• _The data_:
PR #660, opened 2023-12-07
Fix: always reset static profiling IDs

ggcrunchy:
As mentioned by @naveen-pcs in #645, there was a new crash with this sort of error in 3701:

`[split_config.arm64_v8a.apk!libcorona.so] Rtt_Profiling.cpp - Rtt::Profiling::EntryRAII::EntryRAII(Rtt::ProfilingState&, int&, char const*)`

This seemed to be consistent with a profile entry not being allocated, as if the ID were invalid in that part of the code. This was odd, since when the ID was `None` it just adds a slot to the array, the code seems to generally just work otherwise, and the device reports didn't seem to indicate any memory problems.

By a total fluke&mdash;while trying to figure out something else&mdash;I stumbled on [this comment](https://github.com/coronalabs/corona/blob/master/platform/android/ndk/jni/JavaToNativeBridge.cpp#L281), and in particular **niko20**'s point [here](http://groups.google.com/group/android-ndk/browse_thread/thread/3e0661379875c7ca).

That sounds right on target. These `static` IDs are new with the recent changes, and if they survived a new launch they would refer to bogus spots in the profiling list.

I had logic to update one "simulator run" value in the profiling state, if it was in simulator, that would make IDs `None` on first use, since the simulator run would differ from a "master" value. I've now changed it to just do that unconditionally.

It actually looks like the "master" value would be more generally useful (for instance in some audio fixes, rather than comparing pointers across threads), so I moved it out of the profiling state into `Runtime`, as `GetGenerationID()`.


ggcrunchy:
After looking into an error that arose with build 3701 I see that Mac's relaunch mechanics are hard to square with `static` variables at all. While away from the computer I realized this would be pretty easy to refactor and I now have something that seems to work just fine on Mac.

In light of that Mac behavior I might have to reconsider the aforementioned generation ID as well.

PR #2923, opened 2024-04-30
Remove ` --disable-ansi` flag from PMMP egg

SmallkingDev:
# Description

PocketMine-MP can detect whether the system has support for using ansi. There is no need to leave this flag at startup by default.


QuintenQVD0:
This is to the wrong repo, please move it this PR to the minecraft repo of the pelican organisation

SmallkingDev:
> This is to the wrong repo, please move it this PR to the minecraft repo of the pelican organisation

Ok

PR #2929, opened 2024-05-05
Added Java Version 11 to nano limbo egg

ShortByte:
Added new java version (Java version 11) to the Nano Limbo Egg for Minecraft.
This Java version is required by the newest version of Nano Limbo.


QuintenQVD0:
now export if from a panel and fully replace it and then to the right repo (this one is not used anymore, use the minecraft one on this organisation)

PR #2930, opened 2024-05-05
Update egg-paper.json

Oldbear200:
added java 19 because i needed it for smth so eventually do you


gOOvER:
Jave 19 is not any LTS version. And you are the only, who need it. So no need to add this

QuintenQVD0:
yea java 19 is not needed for any specific mc version so I am closing this.

PR #3057, opened 2019-02-03
Update link to examples

naartjie:
Update the examples link to point to https://github.com/realworldocaml/book/tree/master/examples.

I'm not sure if there is a long terms permalink strategy, and also if the paragraph text will need to be updated, the current version of the code snippets don't have any clickable header links.


yminsky:
Fixed by https://github.com/realworldocaml/book/commit/1b189babe3754fba5470ef0feb126bd3c0cecf25

yminsky:
(Thanks for pointing out the issue!)

PR #3059, opened 2019-02-16
guided-tour: Remove mention of missing log_entry var

softmoth:


yminsky:
Thanks for pointing this out.  I'm going to fix this problem slightly differently, by #3129.

PR #3089, opened 2019-07-05
Fix syntax for multiple type constraints on a signature.

mdebski:
Following the example used to lead to a unhelpful syntax errors from the
compiler.


yminsky:
Nice catch. Thanks.

PR #3099, opened 2019-07-22
Fix type error of the example in chapter 4

sangwoo-joh:
According to the explanation, it should be `Username` rather than `Hostname`.


yminsky:
Thanks for the fix!

PR #3100, opened 2019-08-01
Duniverse: Build and test with duniverse

NathanReb:
This is a work in progress.

So far we have a working `duniverse` and we started fixing the broken tests so that we can re-enable testing in the CI before merging this.

As the rule of thumb, we leave the failures that are due to `mdx` or `duniverse` issues because we need to address those on our side, we fix the easy failures and we skip the tests that seem broken beyond repair and require chapter authors intervention.


NathanReb:
@yminsky this sets up a duniverse and re-enable the tests in CI. I'll open subsequent PRs to disable/fix the tests that are currently broken.

Note that because the base branch is lagging a bit behind master some of the commits here aren't actually part of this PR.

PR #3103, opened 2019-08-04
Add missing pattern for id

k4rtik:


yminsky:
@avsm This one has been sitting around for a while. Should we close it?

k4rtik:
@yminsky do you think the CI needs to be run again after merging recent changes from the main branch?

I think only the maintainers can initiate that.

avsm:
Thanks for the report @k4rtik!  the id token was deliberately left out of the example parser since we don't parse unquoted strings. Adding it would require adding a parser token and trigger an unused variable warning. I've added a note to the chapter that unused regexps are fine, in 37414a61cb32437cc29e8b886a5b4bd4a6a25dd9.

PR #3109, opened 2019-08-08
Duniverse: Fix json chapter

Julow:
On https://github.com/realworldocaml/book/pull/3100

I changed `Yojson.Basic.json` to `Yojson.Basic.t` but this is not required.
Otherwise it's syncing ml files and specifying a dependency to atdgen.


Julow:
This chapter is not fixed yet.

`atdgen` is not building and `menhir` is required but not compatible with dune.

NathanReb:
It's ready for review, the problematic tests are disabled.

I haven't look at it but for the `atdgen` issue we probably need to take a deeper look at how to support that in `mdx`, it might be a bug in the new `require_package` feature.
This might also require some tricks to add executables to the path but I think `dune` already takes care of that.

avsm:
Looks fine to merge; can look at the `skip` tests later on

PR #3114, opened 2019-08-08
Duniverse: Fix parsing with ocamllex and menhir chapter

Julow:
On #3100 

`Command.Spec.file` does not exists. I replaced it with `string`, is that correct ?


avsm:
`file` appears to have disappeared indeed -- `string` is fine!

PR #342, opened 2016-02-09
[io] Support all geometries in svg() and use it in svg_mapper.

awulkiew:
SVG tag for Segment in `svg()` is `<line>`. This function is called by `svg_mapper`. The implementation of `svg_map` previously used only for Box is now used for Segment as well. Previously it was a separate implementation transforming Segments into Linestrings. This means that `svg_mapper` now outputs Segments as SVG Lines (`<line>`) instead of PolyLines (`<polyline>`).


barendgehrels:
Thanks! It looks good, I am ok with merging

PR #343, opened 2016-03-03
Fix winding strategy for spherical and geographic system.

awulkiew:
In spherical and geographic CS if a point has the same latitude as both points of a segment it doesn't mean that it lies on the segment. This PR fixes this case by scanning dimension 0 (X) instead of dimension 1 (Y). In spherical and geographic it's guaranteed that if longitude is the same a point lies on a segment.

Furthermore special checks are added for points lying on poles and segments going through poles.

IMPORTANT: The change of dimensions mentioned above influences buffer implementation which uses winding strategy directly and assume that this strategy scans in a specific dimension.


barendgehrels:
Thanks Adam! Also for adapting the buffer.
I'm OK with merging this.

• _Assignment_: In the listing above, find the line containing "added java 19" and the line containing "So far we have", then quote both, plus every line between them, exactly as written.

• _Task response_:
added java 19 because i needed it for smth so eventually do you


gOOvER:
Jave 19 is not any LTS version. And you are the only, who need it. So no need to add this

QuintenQVD0:
yea java 19 is not needed for any specific mc version so I am closing this.

PR #3057, opened 2019-02-03
Update link to examples

naartjie:
Update the examples link to point to https://github.com/realworldocaml/book/tree/master/examples.

I'm not sure if there is a long terms permalink strategy, and also if the paragraph text will need to be updated, the current version of the code snippets don't have any clickable header links.


yminsky:
Fixed by https://github.com/realworldocaml/book/commit/1b189babe3754fba5470ef0feb126bd3c0cecf25

yminsky:
(Thanks for pointing out the issue!)

PR #3059, opened 2019-02-16
guided-tour: Remove mention of missing log_entry var

softmoth:


yminsky:
Thanks for pointing this out.  I'm going to fix this problem slightly differently, by #3129.

PR #3089, opened 2019-07-05
Fix syntax for multiple type constraints on a signature.

mdebski:
Following the example used to lead to a unhelpful syntax errors from the
compiler.


yminsky:
Nice catch. Thanks.

PR #3099, opened 2019-07-22
Fix type error of the example in chapter 4

sangwoo-joh:
According to the explanation, it should be `Username` rather than `Hostname`.


yminsky:
Thanks for the fix!

PR #3100, opened 2019-08-01
Duniverse: Build and test with duniverse

NathanReb:
This is a work in progress.

So far we have a working `duniverse` and we started fixing the broken tests so that we can re-enable testing in the CI before merging this.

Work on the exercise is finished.